_PROBLEM DETAILS_: Below are the records. Restate word for word every line from the one that contains "PR #1421, opened 2016-11-23" through the final line, both included.

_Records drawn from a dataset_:
-- Opening Marker --

PR #1408, opened 2016-11-19
Handle race conditions involving rename in LocalFileSystem.

htran1:
One race condition is when a directory D1/a/b/c/d is renamed to D2/a/b/c/d after another thread created D2/a/b/c/d.
This resulted in D2/a/b/c/d/d. Handle this by using the Java renameTo() method to avoid the LocalFileSystem fallback of copy.
The copy fallback also results in a race condition when a file is opened for copy in one thread and the parent directory is createed in another thread. A file not found exception is encountered in this case. This case is handled by catching the exception and retrying a few times.

### DIFF
--- a/gobblin-utility/src/main/java/gobblin/util/HadoopUtils.java
+++ b/gobblin-utility/src/main/java/gobblin/util/HadoopUtils.java
@@ -16,6 +16,7 @@ import java.io.ByteArrayInputStream;
 import java.io.ByteArrayOutputStream;
 import java.io.DataInputStream;
 import java.io.DataOutputStream;
+import java.io.File;
 import java.io.FileNotFoundException;
 import java.io.IOException;
 import java.io.InputStream;
@@ -46,6 +47,7 @@ import org.apache.hadoop.fs.FileAlreadyExistsException;
 import org.apache.hadoop.fs.FileStatus;
 import org.apache.hadoop.fs.FileSystem;
 import org.apache.hadoop.fs.FileUtil;
+import org.apache.hadoop.fs.LocalFileSystem;
 import org.apache.hadoop.fs.Path;
 import org.apache.hadoop.fs.permission.FsPermission;
 import org.apache.hadoop.io.IOUtils;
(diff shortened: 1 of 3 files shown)


htran1:
@chavdar can you review?

gobblin-utility/src/main/java/gobblin/util/HadoopUtils.java
```diff
@@ -549,6 +552,26 @@ public static boolean unsafeRenameIfNotExists(FileSystem fs, Path from, Path to)
       if (!fs.exists(to.getParent())) {
         fs.mkdirs(to.getParent());
       }
+
+      boolean renamed;
```
chavdar: This does not seem to be used. Please remove.

gobblin-utility/src/main/java/gobblin/util/HadoopUtils.java
```diff
@@ -549,6 +552,26 @@ public static boolean unsafeRenameIfNotExists(FileSystem fs, Path from, Path to)
...
+        if (fs instanceof LocalFileSystem) {
+          File srcFile = ((LocalFileSystem) fs).pathToFile(from);
+          File dstFile = ((LocalFileSystem) fs).pathToFile(to);
+
+          // failure to rename directory occurs when target name already exists
+          return srcFile.renameTo(dstFile);
+        }
+        else if (fs instanceof RateControlledFileSystem &&
+              ((RateControlledFileSystem) fs).getDecoratedObject() instanceof LocalFileSystem) {
+          return fs.rename(from, to);
```
chavdar: Why not use the above method?

gobblin-utility/src/main/java/gobblin/util/RateControlledFileSystem.java
```diff
@@ -139,8 +141,24 @@ public boolean mkdirs(Path path, FsPermission permission) throws IOException {
 
   @Override
   public boolean rename(Path path0, Path path1) throws IOException {
+    boolean renamed;
+
     this.acquirePermit();
-    return this.fs.rename(path0, path1);
+
+    // Use Java rename when renaming a directory for LocalFileSystem.
```
chavdar: This code appears in two places. Please consider refactoring it into a function.

PR #1410, opened 2016-11-21
Change instance check to class name check since returned instance fro…

htran1:
…m cache is not guaranteed to match.


htran1:
@chavdar please review.

PR #1412, opened 2016-11-21
Implemented Avro field replacer converter.

ibuenros:
This implements a converter that can replace string fields in Avro records for other string, supporting custom replacements. Also implemented two default replacements: constant and sha1.

### DIFF
--- a/gobblin-core/src/main/java/gobblin/converter/avro/replacer/AvroFieldReplacer.java
+++ b/gobblin-core/src/main/java/gobblin/converter/avro/replacer/AvroFieldReplacer.java
@@ -1,0 +1,90 @@
+/*
+ * Copyright (C) 2014-2016 LinkedIn Corp. All rights reserved.
+ *
+ * Licensed under the Apache License, Version 2.0 (the "License"); you may not use
+ * this file except in compliance with the License. You may obtain a copy of the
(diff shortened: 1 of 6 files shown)


ibuenros:
@pcadabam can you review?

chavdar:
I'd like to see a more detailed description of the design. 

- How do we make this dataset config driven?
- Do we allow "." notation of fields (i.e. traverse avro hierarchy)
- How do we handle different field types?

shirshanka:
We seem to have accumulated quite a few different converters for doing field level operations on records. Instead of chaining these converters by hand and specifying config independently for each, maybe we should have an uber converter for supporting config-driven transformation of the record.

gobblin-core/src/main/java/gobblin/converter/avro/replacer/AvroFieldReplacer.java
```diff
@@ -0,0 +1,90 @@
+/*
+ * Copyright (C) 2014-2016 LinkedIn Corp. All rights reserved.
```
abti: Please change to use the Apache 2.0 License header without copyright

abti:
https://issues.apache.org/jira/browse/GOBBLIN-74

Please update your PR title with following prefix: [GOBBLIN-74]

PR #1421, opened 2016-11-23
Interleave gc() calls with memory allocations to improve reliability …

htran1:
…of garbage collection test.


htran1:
@chavdar can you review?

-- Closing Marker --

_TASK SOLUTION_:
PR #1421, opened 2016-11-23
Interleave gc() calls with memory allocations to improve reliability …

htran1:
…of garbage collection test.


htran1:
@chavdar can you review?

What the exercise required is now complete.